So this week, Erik (our son spending a semester at University of Rostock, in Germany) has been sick. Could be the European version of the crud here but sounds like a sinus infection, to which he is prone. When I wrote this originally, it had been a few days since we’d ‘skyped’ but his girlfriend, a funny, smart, adorable girl attending a small eastern college, is my Facebook friend and she keeps me posted.
Now I have a ‘partner’ in worry, and it’s comforting. Sure, I have my husband, and he worries too. But in a quiet, sensible, non-gnashing-of-the-teeth sort of way.

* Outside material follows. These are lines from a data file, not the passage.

Issue #542, opened 2019-11-13
How do i blacklist the homepage of a website but not the rest of the website? 


throwaway2342:

thewheat:
Hi @throwaway2342 👋Do you have an example of the website in question?

**Scenario 1**
If the homepage is `domain.com/index.html` you could add that to the blacklist and it wouldn't match on `domain.com/page1`. 

**Scenario 2**
If this is something like `domain.com` is the homepage and the rest of the site is `domain.com/page1`, with the current implementation I don't think it is possible.

Currently the blacklist works on
- getting the current URL of the page you're on (e.g. domain.com/page1)
- and if it matches any line specified in your blacklist (e.g. domain.com)
Then it will not load
https://github.com/igrigorik/videospeed/blob/ac53d3ea2ba5ca508cc46e1295e81be36416e5af/inject.js#L288-L303

If https://github.com/igrigorik/videospeed/issues/167 is implement to allow regex in the blacklist, there could be a way to achieve Scenario 2 😃 Then using something like `domain\.com$` (depending on the implementation of the regex) would work for that scenario

throwaway2342:
Hello, 

What is a regex?  
The homepage in question is "youtube.com" 

I tried putting domain\.com$ ........in the blacklist and it still doesn't block video speed controller on the homepage in question

thewheat:
> What is a regex?
A regex is a regular expression and allows for more complex search and matching of text. Thus it would allow a more robust blacklisting solution. It is a bit technical to use so it can be a bit complicated as well 😅

> The homepage in question is "youtube.com"

Ah ok, if it is youtube I don't think this would be possible until we have an added feature that is discussed in https://github.com/igrigorik/videospeed/issues/167 to allow regex in the blacklist

> I tried putting domain.com$ ........in the blacklist and it still doesn't block video speed controller on the homepage in question

I'm afraid this won't work in the current version. We would need to add regex support to the extension first. Once that is implemented we can revisit this, unless anybody else has another way that this could be done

Totally at odds, thank goodness, with my penchant for overreacting.
When Erik was seven weeks old, he refused to nurse on one side…howling and drowning out Star Trek: The Next Generation, the 2 a.m. feeding program of choice. (My over-the-top crush on Jean Luc Picard, as well as the time Mr. Rogers started to look real good to me, is the topic for another post. Or not at all.) With a screaming baby propped up in one arm, and “What to Expect the First Year” (the great follow-up to “What to Expect When You’re Expecting”) in the other, I read up on possible reasons.
Ear infection caught my bleary eye.
Off I trudged the next day with infant in tow to the pediatrician’s. The doctor was not an unkind man, having ‘signed off’ on the two of us staying an extra day in the hospital when the pipes froze in our apt. in Flagstaff, Arizona…coldest winter in recent years there. Later we’d tell Erik the story that there was ‘even snow on the cactuses’ that December.
The doc told me point blank that babies that young do not get ear infections but he’d humor me and look in the kid’s ear.
Much to the doctor’s surprise…a bright red ear infection met his eye.
We changed pediatrician’s.
The familiar tale follows of more ear infections, tubes, later allergy shots. Erik’s a fairly healthy kid, except for the recurring sinus and a rather stoic one…like his father.
Nevertheless, I worry. This son is an ocean away, battling a bug, taking classes in a language he’s fairly fluent in…but still.
But still I feel vaguely sick…homesick for having him home, knowing all the time, as I did the first time he went away for a protracted amount of time, that it’s just the harbinger of things to come…the natural order of things.
If we do our job right as parents, if we follow our intuition and care for our children, it’s their job to leave us.